Would you like an explanation? This whole thread seems to have died.
I suppose that does mean you want a reply, though I have to say this is the least communicative discussion group I’ve seen.
So, ANOPA (Analysis of Pattern) is a baraminological ordination method. First you create a multidimensional character space, which is nothing more than a character matrix. Then you construct a centroid for that space: the unweighted average character state (this assumes numerical characters) for each character over all taxa. This gives you the first dimension of ANOPA: the Euclidean distance between a taxon and the centroid (a0). To get the second and third dimensions you must designate an outlier with high distance from the centroid (probably what would be called an outgroup in real systematics) and draw a line in character space between the outlier and the centroid. The second dimension (t0) is the perpendicular distance between a taxon and the line, while the third dimension (d2) is the distance from the centroid along that line to the perpendicular. One can derive another parameter from the angle between the taxon, the centroid, and the origin (presumably the “all states are zero” point), and use that to generate new coordinates for each taxon in a 3D space. You use those distances to generate a plot that you then inspect (visually?) for clusters, and clusters are considered separate baramins. I think I have all that right.
So why is this cargo cult science? Because there is no justification offered for why the various features of this method were chosen or why clusters in ANOPA plots should be expected to correspond to baramins. You just do it, you get a plot, you write it up, and it looks all very sciencey.
So, problems? Well, first, the absence of justification for the method is the most obvious. The correlation of the dimensions seems problematic too, as a0^2 = t0^2 + d2^2. There are many other questions. What do Euclidean distances actually mean here? Why are simple distances relevant to baramins? What is the meaning of the centroid? The outlier? Does this method actually cluster taxa that are close in character space? What do the clusters, if any, actually mean? What would we expect from taxa in the same baramin? From taxa in different baramins? Why? And so on.
I would also think that you could form a baramin for almost any group you wanted depending on the characteristics and the outgroup. For example, it would seem trivially easy to get clustering for bears, humans, and bats into a baramin with fish as your outgroup.
Just to remind you, I am a professor with a full time job, active research, and no staff. I’m happy to host everyone here but please do what you can to move important things forward, and police yourselves according to our shared goals.
Yes, I suppose there is a rough correlation between the distances generated by ANOPA and patristic distances, so the choice of a sufficiently distant outroup/outlier would tend to render the ingroup tightly clustered. Then again, any deep-ish divergence within a clade would tend to be represented as two clusters with greater likelihood as the outgroup/outlier were closer to the root.

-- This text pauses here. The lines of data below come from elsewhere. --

PR #2443, opened 2024-04-04
[ To Main ] - DESENG-508 - Updated Keycloak unit test for new CSS API

ratheesh-aot:
Issue #: https://apps.itsm.gov.bc.ca/jira/browse/DESENG-508

*Description of changes:*
Updated Keycloak Unit Tests for New CSS API Integration.

### DIFF
--- a/met-api/src/met_api/services/keycloak.py
+++ b/met-api/src/met_api/services/keycloak.py
@@ -13,7 +13,6 @@
 # limitations under the License.
 """Utils for keycloak administration."""
 
-import json
 from typing import List
 
 import requests
--- a/met-api/src/met_api/services/keycloak.py
+++ b/met-api/src/met_api/services/keycloak.py
@@ -67,6 +67,7 @@ class KeycloakService:  # pylint: disable=too-few-public-methods
         for user_id in user_ids:
             query_user_url = (f'{self.base_url}/{self.integration_id}/'
                               f'{self.environment}/users/{user_id}/roles')
+            print(query_user_url)
             response = requests.get(query_user_url, headers=headers, timeout=self.timeout)
             if response.status_code == 200:
                 if (roles := response.json().get('data')) is not None:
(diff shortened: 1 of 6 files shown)


Baelx:
@ratheesh-aot So given the recent development that we won't be using the CSS API anymore, do you think any of this work can be preserved for later? 😓

ratheesh-aot:
@Baelx Some API tests can be useful again. Also to make sure all tests are working until we start on the new Role ticket and to make sure some redundant "add to group " functionalities are removed, we may merge this PR for now. And update it later

met-api/tests/unit/services/test_keycloak.py
```diff
@@ -16,38 +16,135 @@
...
+from unittest.mock import patch
+
+
+KEYCLOAK_GET_REQUEST = 'met_api.services.keycloak.requests.get'
+KEYCLOAK_POST_REQUEST = 'met_api.services.keycloak.requests.post'
+KEYCLOAK_DEL_REQUEST = 'met_api.services.keycloak.requests.delete'
+KEYCLOAK_SERVICE = KeycloakService()
+
+
+@pytest.fixture()
```
NatSquared, line 31: Is this patch intended to run before each function? If so, maybe explicitly specify `fixture(scope='function')`. If not, specify another scope such as `module`

met-api/src/met_api/services/keycloak.py
```diff
@@ -76,31 +75,6 @@ def get_users_roles(self, user_ids: List):
 
         return user_role_mapping
 
-    # @staticmethod
```
NatSquared, line 79: thanks for cleaning up all these comments!

NatSquared (approved):
These are some really high-quality tests! Thank you :3

met-api/tests/unit/services/test_keycloak.py
ratheesh-aot: @NatSquared  Thanks for notifying this. When I checked the default scope of the fixture will be **function** always. We need that because we have a test named def **test_get_admin_token**(mock_post) that checks whether _get_admin_token is called once or not. Also, all other test functions require this patch. That is why I left it to default scope which is function.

It does seem arbitrary, isn’t all of cladistics subject to this problem?
This might be my cue to get all huffy. It most certainly is not. If by “cladistics” you refer to modern phylogenetics, its methods have extensive theoretical and empirical justification, and systematists are constantly examining and validating their conclusions. There is a huge literature on this subject. If you aren’t familiar with it I can probably point you in that direction.
Now, I will allow that the occasional molecular biologist just grabs a few sequences, dumps them into MEGA, and pushes a button for a neighbor-joining tree. But that’s not how actual phylogeneticists work.
Anyway, phylogenetics is by no means cargo cult science and shows none of its identifying features. ANOPA, on the other hand, shows those features prominently.
I most certainly do not refer to phylogenetics. I refer to cladistics of phenotypic data, which seems much more arbitrary.
That’s phylogenetics too. But there is still plenty of theoretical and empirical justification for methods even in morphological phylogenetics and still a huge literature on the subject. Scoring morphological characters certainly isn’t as easy as and has more subjectivity than aligning sequences, but it’s still done using justified procedures. And I will point out that its results usually agree with molecular phylogenies; when they don’t, that’s worth a publication all by itself. There is no reason to equate it with cargo cult science.
If I understand the situation carefully, cladistics uses monophyletic groups while baramins would be paraphyletic groups. To use an example, humans belong to the Hominidae clade which is monophyletic while baraminologists put humans and apes into two separate paraphyletic clades. Monophyletic groups are robust and empirically supported while paraphyletic groups are arbitrary and not well supported.
Is this the essence of it?
I don’t think so. It isn’t a question of monophyly vs. paraphyly. It’s a question of separate creation vs. common descent. Baraminologists try to identify separately created groups, and my point is that their methods for determining the limits of such groups are not justified even on their terms, quite aside from the question of whether such groups do exist or whether we would consider them paraphyletic. (If they existed they would not be paraphyletic; a “kind” is necessarily a clade.) As to whether baraminologists commonly designate groups that scientists would consider paraphyletic, there really are not enough examples of baraminologists designating groups to draw any sort of conclusion. Most often they pick a recognized taxon, probably a clade, and declare it to be a baramin. The main exception would be Hominidae, about which there is no consensus. And the focus is not on whether apes are a single baramin; it’s on making sure that humans are.